Best & Worst 2005
Our Annual List of Preservation Dreams and Nightmares
By Preservation editors | Online Only | Jan. 6, 2006
In 2005, Hurricane Katrina eclipsed all cultural disasters in our country's history, killing more than a thousand people, decimating waterfront mansions in 15 historic districts on Mississippi's Gulf Coast before flooding New Orleans, and causing billions of dollars in damage to a city with some of the country's finest historic houses.
Rehabilitating and repairing the city will take time and careful planning. Hopefully, missteps like the hasty demolition of a 1903 building will not be repeated, and New Orleans residents, with the help of the National Trust, will fight against unnecessary teardowns.
Preservation Online's Katrina coverage (as of February 2008, these articles are no longer available online):
Fenway Wins at Home
A year after the Boston Red Sox broke the Babe's curse and won the World Series, the team's owners announced in March that they will remain in the 1912 venue, Fenway Park. With fresh paint and new coveted seats above the Green Monster, the ballpark is safe at home.
Oregon Law Struck Down in Court
An Oregon judge overturned Measure 37, the state's controversial new law that requires governments to reimburse landowners or forgo enforcement of land-use laws when those laws reduce property value. "More and more Oregonians are becoming concerned that Measure 37 didn't strike a balance between land-use planning and property rights," says Bob Stacey, executive director of 1,000 Friends of Oregon, whose lawsuit prompted the October decision. "For every property owner who hits the jackpot with the new Measure 37 claims, new victims are being created." It's not over yet: Stay tuned for the appeals process.
Bridges Over Troubled Waters
These days, many state transportation departments opt to tear down and replace historic bridges that can't support today's heavier traffic demands. In St. Augustine, Fla., however, residents, with the help of the National Trust, fought to save the Bridge of Lions, a signature bridge bedecked with lion heads that has graced the city since 1927.
Philadelphia's last movie house, the Boyd Theater, was rescued in January when Clear Channel Entertainment pledged to restore the 1928 structure, as it has the Hippodrome in Baltimore and Boston's Opera House.
One Person Can Make a Difference
Faced with another teardown in Kenilworth, Ill., whose architecturally exceptional houses aren't protected by local laws, a resident stepped forward at the eleventh hour to rescue a 1910 house.

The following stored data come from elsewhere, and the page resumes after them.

PR #592, opened 2013-06-13
Fix regression in generate_etag function in riak_cs_wm_object

kellymclaughlin:
This regression snuck in as part of e827ff1ce415b51d4aa374c16c3c00fa381833a1. 
The etag returned from generate_etag should not be quoted. This caused the 
object_get_conditional_test riak_test module to fail.

### DIFF
--- a/src/riak_cs_utils.erl
+++ b/src/riak_cs_utils.erl
@@ -132,7 +132,9 @@ etag_from_binary(Binary, Suffix) ->
 
 %% @doc Return a hexadecimal string of `Binary', without double quotes
 %% around it.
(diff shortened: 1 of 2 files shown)


kellymclaughlin:
[Here](https://github.com/basho/riak_cs/commit/b942114ce8460c1b93d734931b2c1289f9ba27fb#L3L133) is where I erroneously changed the code in e827ff1ce415b51d4aa374c16c3c00fa381833a1.

reiddraper:
+1. r_t fails before this patch, passes after.

PR #593, opened 2013-06-14
Fix GET FSM race conditions

reiddraper:
- Fix two bugs in the GET FSM
  - introduced in b14d86d9a5ca8ed7bddb40ed0e82d13b63d925af
- Fix one bug in the accompanying test
  - introduced in fec985e156fc308f40c682e9fc88ab3aec423575

The previous code would mistakenly stop the GET FSM when the
`blocks_intransit` queue was empty. Small values of the get buffer would
cause this to happen even more often. The GET FSM should only stop once
all blocks have been sent. This change introduces a new record field
called `num_sent` to keep track of the number of blocks returned to the
caller. We now also keep track of the `From' param if we aren't able to
send any bytes back to the user in case of a`get_next_chunk` call.

The eunit test had a bug where it would expect Content-Length (10000
hardcoded) chunks from the GET FSM, instead of:

Content-Length / BlockSize

This was masked by the fact that one the `foldl` got a done message, it
would happily loop a few extra times. And since Content-Length was
always larger than the number of blocks, we never say anything.


reiddraper:
Pulse tests incoming...

reiddraper:
Now also see the commit message in bdd38af54b420b1495db85ec77c9505f6d3f6d3c.

kellymclaughlin:
- [x] Pulse tests
- [x] Dialyzer output clean
- [x] `riak_test` tests pass

test/riak_cs_get_fsm_eqc.erl
```diff
@@ -114,7 +114,13 @@ prop_get_fsm() ->
...
 
 start_fsm(ContentLength, BlockSize) ->
-    {ok, FSMPid} = riak_cs_get_fsm:test_link(<<"bucket">>, <<"key">>, ContentLength, BlockSize),
+    %% these should probably turn into inputs for the EQC test
+    FetchConcurrency = 2,
+    BufferFactor = 32,
+    {ok, FSMPid} = riak_cs_get_fsm:test_link(<<"bucket">>, <<"key">>,
+                                             ContentLength, BlockSize,
+                                             FetchConcurrency,
+                                            BufferFactor),
```
kellymclaughlin: Indent looks off by one space

kellymclaughlin:
Dialyzer output is not _exactly_ clean. There are 6 warnings, but the same 6 are also present on `develop`.

kellymclaughlin:
:+1:

PR #594, opened 2013-06-20
Support build_type and backend configuration options

kellymclaughlin:
Allow riak_test suites to be run using different backend configurations and
build types.  The backend options are using the multi_backend in the standard
RiakCS setup or the memory backend.  The build type options are oss or ee and
indicates whether an open-source or enterprise version of Riak should be used
for the test run.


reiddraper:
+1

But a Daniel Burnham-designed house, along with many of the town's 825 other houses, remain threatened.
Houses, Houses, Everywhere
Far from urban centers, subdivisions are displacing historic properties—and, in an ironic coup de grace, often taking the names of the buildings they replace. An 1853 cider mill in Poughkeepsie, N.Y., for example, is threatened by the Cider Mill Estates housing development. The former 1869 home of golf guru Kenneth Smith, located on 60 acres in Kansas, could go down for a subdivision. In August, Richmond issued a demolition permit for the city's oldest house so that a developer can build 44 houses on the 1700s estate.
The Circle Is Broken
The three-year battle over Two Columbus Circle, the modern icon designed by Edward Durell Stone in 1964, ended this fall, when workers began permanently changing its facade. Preservationists fought the city's plan to sell the building for $17 million to the Museum of Art & Design, but the sale went through in October, thanks to a carte blanche from New York City's Landmarks Commission, which refused to landmark the modern structure. When scaffolding shrouded the building in November, a live "Shame Cam" began documenting the damage at http://www.landmarkwest.org/webcam/javlw.html.
Fortunately, Stone's 1939 A. Conger Goodyear House was saved in July, when it was sold with protective easements.
Detroit Caught in 1960s "Urban Renewal" Myth
In preparation for the 2006 Super Bowl, the city of Detroit intends to demolish 100 buildings, many of them neglected historic buildings that could be revitalized. In May, the city issued a demolition permit for the century-old Madison-Lenox Hotel, presumably for a parking lot (the Madison-Lenox was on the Trust's 2004 11 Most list). Another hotel, the city-owned 1914 Statler Hilton, was torn down in June, prompting the Trust to name the city's historic downtown buildings to its 11 Most Endangered list. What will be left of downtown Detroit?
Down and Out in Beverly Hills
Despite its history and panache, Beverly Hills remains one of the only Los Angeles suburbs without a historic-preservation ordinance. Consequently, Ira and George Gershwin's former home and office became just another teardown story in August. Less than a week after a developer razed the Gershwin mansion, demolition began downtown on a 1923 theater and 1926 warehouse, months after voters approved a new hotel in its place.